In order to develop mechanism based recommendations [14] for efficient and safe feeding and swallowing, we designed a cross-sectional study to (a) describe the dysphagia in consecutive stages in boys and adults with DMD, and (b) determine the underlying mechanisms of dysphagia in DMD. To this end, the oral muscle structures and different aspects of swallowing were assessed.

Methods

Patients

The study was conducted at the Radboud University Medical Centre in Nijmegen, The Netherlands, between July 2010 and June 2011. Patients with DMD were recruited from the pediatric centre for neuromuscular diseases, and by announcements of patient organizations. Patients with and without swallowing problems were invited to participate. Only patients with an established diagnosis of DMD older than 5 years were eligible. Patients were excluded if they were totally dependent on tube feeding. The Motor Function Measure scale was performed to evaluate the sitting position, arm function, and neck and head control [15]. This information was used to divide the participants in three groups based on the major clinical stages of DMD [2]: AS; ENAS (able to maintain posture); LNAS (upper limb function and postural maintenance is increasingly limited).

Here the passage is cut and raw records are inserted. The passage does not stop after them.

Issue #203, opened 2015-06-29
Need to be able to specify default user_variables.yml for rpcd


git-harry:
rpcd needs some defaults that do not match those defined in osad.

The default for [cinder]/cross_az_attach in nova.conf is True for osad and support would like it set to False.
https://bugs.launchpad.net/openstack-ansible/+bug/1457140

nrb:
Are you then abandoning https://github.com/rcbops/rpc-openstack/pull/187 ?

git-harry:
@nrb - am I failing to github? You asked for an issue, so I created this. The other thing is the pull request.

nrb:
Nope, sorry, my mistake. You referenced it correctly, I was misreading.

d34dh0r53:
Can this be closed as #187 has merged?

nrb:
Looks like we still need it in Kilo.

prometheanfire:
kilo done, closing

b3rnard0:
@nrb Need doc impact information which Harry will provide.

PR #243, opened 2015-07-09
Add user_variable.yml file to rpcd

mattt416:
This repo is for deploying an opinionated version of OpenStack using
os-ansible-deployment. There are instances where the defaults that a
Rackspace deployment will use differ from the upstream deployment
project. This commit creates a user_variables.yml file to use for
specifying these defaults and so this file should be used instead of
the one in os-ansible-deployment.

The user_variables.yml file in os-ansible-deployment currently sets two
variables that are not specified by default, by the associated roles.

This study was approved by the Committee on Research Involving Human Subjects of Arnhem and Nijmegen for the experiments using human subjects and has therefore be performed in accordance with the ethical standards laid down in the 1964 Declaration of Helsinki and its later amendments. Eligible patients or, if they were <12 years their parents, were sent an information letter with an invitation to participate in the study. After receiving their informed consent, they were invited to come to the hospital for 1 day.

Procedures

Information was collected on the use of medications (i.e., prednisone and antibiotic therapy for pneumonia, proven with a chest X-ray, in the past year), ventilation support and scoliosis surgery. Patients were interviewed with a semi-structured questionnaire including complaints about feeding problems [16]. QMUS was performed to measure echo intensity of the anterior belly of the digastric muscle (left and right), the geniohyoid muscles (left and right together), and the longitudinal superior and transverse tongue muscles. A region of interest was selected that included as much muscle tissue as possible, but avoiding the surrounding fascia. Of this region, the mean echo intensity (i.e., mean grey value) was measured using histogram based gray-scale analysis [13]. Additional measurements were done to measure thickness of the digastric muscles and thickness of the tongue. The thickness of the tongue, including the geniohyoid and genioglossus muscles, was measured from the raphe of the mylohyoid muscle to the upper boundary of the tongue. The protocol and the derivation of normal values have been described in an earlier study (Fig. 1) [13]. The data of the DMD patients were compared with these normal values and described as z scores (i.e., the amount of standard deviations below or above the mean of normal values).

Fig. 1
figure 1

Transducer placement and related oral muscle ultrasound images. a Transducer placement for submental muscles in transverse position with an L10–L5 linear array, gain 78 dB, 8.5 MHz, depth 4 cm (related images b and c). 1 digastric muscles, 2 geniohyoid muscles. b Ultrasound image from a 12-year-old boy with DMD (early non-ambulatory stage, ENAS), digastric muscle left, z score 0.69; digastric muscle right, z score 0.56, geniohyoid muscle, z score 2.56. c Ultrasound image from an 18-year-old boy with DMD (late non-ambulatory stage, LNAS) digastric muscle left, z score 6.46; digastric muscle right, z score 5.62, geniohyoid muscle, z score 3.96. d Transducer placement for tongue muscles with an L14–L5sp array, gain 80 dB, 12 MHz, depth 3 cm (related images e and f). 3 superior longitudinal tongue muscle, 4 transverse tongue muscle. e Ultrasound image from a 12-year-old boy with DMD (ENAS), superior longitudinal tongue muscle, z score 0.42, transverse tongue muscle, z score 0.59. f Ultrasound image from an 18-year-old boy with DMD (LNAS), superior longitudinal tongue muscle, z score 1.32, transverse tongue muscle, z score 3.38. Note that the images of the 12-year-old boy are almost normal, except for the geniohyoid muscle

Swallowing was assessed with (1) a VFSS, (2) sEMG of the submental muscle group, and (3) anterior tongue pressure (ATP). The tasks consisted of saliva swallowing and three test substances: 5 ml water, 5 ml custard (referred to as thick liquid), and 5 g pureed potato (referred to as solid). Patients were first asked to swallow their saliva twice, taking sufficient time between the swallow acts to replenish the saliva. For each measurement (VFSS, sEMG and ATP separately) the test substances were offered twice and the mean outcome values of the two performances was used.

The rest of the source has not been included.